Is lordx64/chronobets safe?

The 'Procedure: Full Agent Lifecycle' section encodes a complete autonomous trading loop: fund wallet, register, discover markets, analyze, bet, monitor, claim, create markets, resolve, and then 'Repeat: Continuously scan for new markets, manage positions, and compound winnings.' This instructs the agent to operate as an autonomous financial agent with real USDC on Solana mainnet, with no mechanism for per-transaction user confirmation. A user who installs this skill and has a funded wallet accessible to the agent could experience continuous autonomous financial transactions without explicit approval.

The skill presents itself as 'ChronoBets' in its metadata, description, and homepage (https://chronobets.com), but every single authentication message string throughout SKILL.md and api-reference.md reads 'MoltBets API request. Timestamp: '. This inconsistency appears in the TypeScript code examples, the Quick Start curl commands, and all workflow sections. This could indicate: (1) the skill was copied from a 'MoltBets' project and rebranded without updating auth strings, meaning transactions actually authenticate against MoltBets infrastructure; (2) an attempt to impersonate or proxy a legitimate service; or (3) a fraudulent skill that routes transaction signing requests to an unexpected backend.

The skill's 'When to Use This Skill' and lifecycle sections instruct the agent to make financial decisions (which markets to bet on, how much to stake, when to create markets, how to propose and defend resolutions) without requiring user input at each step. Once the skill is active, any user query touching prediction markets or betting could trigger the agent to autonomously execute mainnet USDC transactions.

The skill documents and encourages use of the permissionless settle_loss on-chain instruction, which any caller can invoke against any losing agent. While this is an on-chain program feature, the skill's documentation of it as a normal operation creates a pathway for systematic reputation destruction of target agents. An attacker could continuously call settle_loss against a target agent's losing positions to drain their reputation score.

Every authenticated API call transmits the agent's wallet public key and an Ed25519 signature to chronobets.com. Given the brand mismatch finding, the actual backend receiving this authentication data may be MoltBets infrastructure rather than ChronoBets.

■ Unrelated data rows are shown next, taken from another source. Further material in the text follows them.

PR #307, opened 2021-10-30
[WIP] Performance improvements for marker.

arjo129:
# 🦟 Bug fix

Fixes #<NUMBER>

## Summary
This PR is a WIP, however while working with markers I found that the experience was sub-optimal. This is largely due to performance issues in the `MarkerManager.cc `. Looking at the code, I've noticed several issues which can be addressed. The initial commit changes the data structure used for storing markers from a `map` which has `O(logn)` insertion/lookup to an `O(1)` `sts::unordered_map`. However there are many more improvements I can think of. I'm just outlining these here to ensure that Iwe revisit it at some point. These include:
- Change the lifetime to use a `priority_queue` to track items which are due to expire iunstead of the current O(n) loop.
- Change the `std::list` to an `std::deque` for better cache locality (will need profile + benchmark to confirm this actually works.)
- Change the id allocation algorithm to be more deterministic. Possibly by keeping track of a max id thus making the allocation more robust.
- Use a virtual marker list for CRUD operations (thus reducing calls to the underlying render processes) and moving the load of the main UI thread.
- Rate limitting the markers so if there is an excess of markers published we don't end up blocking the main UI thread.

## TODO

- [ ] write benchmarks.

## Checklist
- [ ] Added tests


arjo129:
Will open a new request which supercedes this pr.

PR #319, opened 2021-11-24
use qmldir to define QML module with IgnSpinBox

### LINKED ISSUE #310: Provide reusable QML components with common widgets
Widgets created with Ignition GUI often have duplicate code for interfaces to vectors, poses, colors, etc. It would be easier to construct various plugins if we offered these building blocks out of the box. It would also help users to write widgets that have the same look and feel.

## Desired behavior

When I'm writing a plugin, I'd like to import Ignition GUI's resources and immediately include common components. For example:

```
...
import "qrc:/qml"
...
IgnPose3d {
  id: myPose
  xValue: posX
  ...
}
```

## Alternatives considered

Keep using custom components for each plugin.

## Implementation suggestion

See the implementation for [IgnSpinBox](https://github.com/ignitionrobotics/ign-gui/blob/ign-gui6/include/ignition/gui/qml/IgnSpinBox.qml), which is currently used in multiple plugins.

## Additional context

Igntiion Gazebo's [ComponentInspector](https://github.com/ignitionrobotics/ign-gazebo/tree/ign-gazebo6/src/gui/plugins/component_inspector) plugin already implements a lot of these. The work should consist in porting them to `ign-gui` and making them as general as possible.

zflat:
# 🎉 New feature

Closes #310 

## Summary

This change adds a qmldir file that defines an importable QML module for common QML components implemented in `include/ignition/gui/qml/`.

With this change, it will be possible to import QML components using module import statements instead of file path.

Updating import statements will look like this:

```diff
-import "qrc:/qml"
+import ignition.gui 1.0
```

## Test it

* Build and run the application `ign run`
* Add the "Teleop" plugin
* Verify that the plugin loads and that the `IgnSpinBox` is part of the UI

## Checklist
- [ ] Added tests

### DIFF
--- a/include/ignition/gui/Application.hh
+++ b/include/ignition/gui/Application.hh
@@ -46,6 +46,10 @@ namespace ignition
     class MainWindow;
     class Plugin;
 
+
+    /// /brief Import path for ign-gui QML modules added to the Qt resource system
+    const char *const QML_QRC_IMPORT_PATH = "qrc:/ign-gui-qml/";
+
     /// \brief Type of window which the application will display
     enum class WindowType : int
     {
--- a/include/ignition/gui/Application.hh
+++ b/include/ignition/gui/Application.hh
@@ -46,10 +46,6 @@ namespace ignition
     class MainWindow;
     class Plugin;
 
-
-    /// /brief Import path for ign-gui QML modules added to the Qt resource system
-    const char *const QML_QRC_IMPORT_PATH = "qrc:/ign-gui-qml/";
-
     /// \brief Type of window which the application will display
     enum class WindowType : int
     {
--- a/include/ignition/gui/Helpers.hh
+++ b/include/ignition/gui/Helpers.hh
@@ -79,6 +79,16 @@ namespace ignition
     IGNITION_GUI_VISIBLE
     QStringList worldNames();
 
+
+    /// /brief Import path for ign-gui QML modules added to the Qt resource system
+    /// This helper function returns the QRC resource path where custom ignition QML
+    /// modules can be imported from. To import an ignition QML module, add this path
+    /// to the QML engine's import path list before attempting to load a QML file
+    /// that imports ignition QML modules.
+    /// \return Resousrce path prefix as a string
+    IGNITION_GUI_VISIBLE
+    const QString qmlQrcImportPath();
+
     /// \brief Returns the first element on a QList which matches the given
     /// property.
     /// \param[in] _list The list to search through.
--- a/include/ignition/gui/Helpers.hh
+++ b/include/ignition/gui/Helpers.hh
@@ -80,7 +80,7 @@ namespace ignition
     QStringList worldNames();
 
 
-    /// /brief Import path for ign-gui QML modules added to the Qt resource system
+    /// \brief Import path for ign-gui QML modules added to the Qt resource system
     /// This helper function returns the QRC resource path where custom ignition QML
     /// modules can be imported from. To import an ignition QML module, add this path
     /// to the QML engine's import path list before attempting to load a QML file
--- a/include/ignition/gui/resources.qrc
+++ b/include/ignition/gui/resources.qrc
@@ -20,4 +20,8 @@
   <file>qml/images/menu.png</file>
   <file>qml/images/search.svg</file>
 </qresource>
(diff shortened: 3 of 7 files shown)


include/ignition/gui/Application.hh
```diff
@@ -46,6 +46,10 @@ namespace ignition
     class MainWindow;
     class Plugin;
 
+
+    /// /brief Import path for ign-gui QML modules added to the Qt resource system
+    const char *const QML_QRC_IMPORT_PATH = "qrc:/ign-gui-qml/";
```
chapulina, line 51: Can this be a member variable to `ApplicationPrivate`, or do we expect downstream applications to need it?

include/ignition/gui/resources.qrc
```diff
@@ -23,4 +23,8 @@
   <file>qml/images/export_icon.png</file>
   <file>qml/images/search.svg</file>
 </qresource>
+<qresource prefix="ign-gui-qml/ignition/gui">
```
chapulina, line 26: Can we add a comment here that we should add files here if they're meant to be used by downstream?

chapulina (commented):
Nice, thank you for cleaning it up!

The approach looks good to me. I also checked that `import "qrc:/qml"` still works, so this doesn't break any existing users.

Would you be able to retarget this PR to `ign-gui3`? Then we can merge it forward to all supported versions from there.

Thanks!

zflat:
> Nice, thank you for cleaning it up!
> 
> The approach looks good to me. I also checked that `import "qrc:/qml"` still works, so this doesn't break any existing users.
> 
> Would you be able to retarget this PR to `ign-gui3`? Then we can merge it forward to all supported versions from there.
> 
> Thanks!

I branched off of `ign-gui3` and force-pushed then updated this PR to target `ign-gui3`.

include/ignition/gui/resources.qrc
zflat: Added a comment in 26698357a3976e165f8a515afd3ce60fde1f6fbe but can add more explanation if needed. Let me know if you have any suggestions on additional information to include in the comment.

include/ignition/gui/Application.hh
zflat: I was thinking about downstream applications when I made this a constant.

chapulina: Got it. I think it's best to avoid the global variable though. How about one of these:

1. making it a private variable and adding an accessor function (i.e. `Application::QmlQrcImportPath`
2. creating a global function such as `ignition::gui::qmlQrcImportPath()`, maybe in `Helpers.hh`?

I think it would also be good to use a more modern type to hold this value. How about an `std::string`? I can also see the case for `QString` since that's what `addImportPath` takes.

zflat: I changed it to a global helper function in 8f4601832e07a1d95bff84bda3c0ba57b7a0c7d7

zflat:
@chapulina Are there any more QML components that should be added to the `ignition.gui 1.0` QML module in this pull request? Anything that has an `Ign` prefix? 
* IgnCard
* IgnCardSettings
* ...
* IgnSplit

Or should additional components be added in a separate pull request?

chapulina:
> Are there any more QML components that should be added to the ignition.gui 1.0 QML module in this pull request?

I was thinking about that. The only one that we really use downstream is `IgnSpinBox`, so I think that's the only one we really need to add right now. If users need to use the others, I think we can add them later.

There's been conversations about adding generic widgets for pose, vector, etc, which we repeat a lot in `ign-gui` and `ign-gazebo`. Once those are added I'd expect to put them in this module too.

include/ignition/gui/Helpers.hh
```diff
@@ -79,6 +79,16 @@ namespace ignition
     IGNITION_GUI_VISIBLE
     QStringList worldNames();
 
+
+    /// /brief Import path for ign-gui QML modules added to the Qt resource system
```
chapulina, line 83:
```suggestion
    /// \brief Import path for ign-gui QML modules added to the Qt resource system
```

chapulina (approved):
LGTM, are you planning on making more changes?

jennuine (approved):

osrf-triage:

osrf-triage:

osrf-triage:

The skill collects wallet addresses, transaction signatures, market positions, and betting patterns—building a comprehensive financial profile of the agent and user.

The SKILL.md contains TypeScript examples that access keypair.secretKey to sign transactions. While these are documentation examples and not executed code, they establish a pattern where the agent is expected to have direct access to wallet private key material and autonomously sign and broadcast mainnet transactions.

The installation used git sparse-checkout to clone only the skills/lordx64/chronobets subdirectory from the openclaw/skills monorepo. The only external connection was to github.com (140.82.121.3:443). No unexpected processes, filesystem modifications outside the target directory, or persistence mechanisms were detected.

Honeypot files (.env, .ssh/id_rsa, .aws/credentials, .npmrc, .docker/config.json, GCP credentials) were read at audit timestamps 1771925774 (before install) and 1771925800 (after processing). Both access windows align with the audit framework's initialization and final integrity check cycles rather than the skill installation. No canary file contents were transmitted to external endpoints.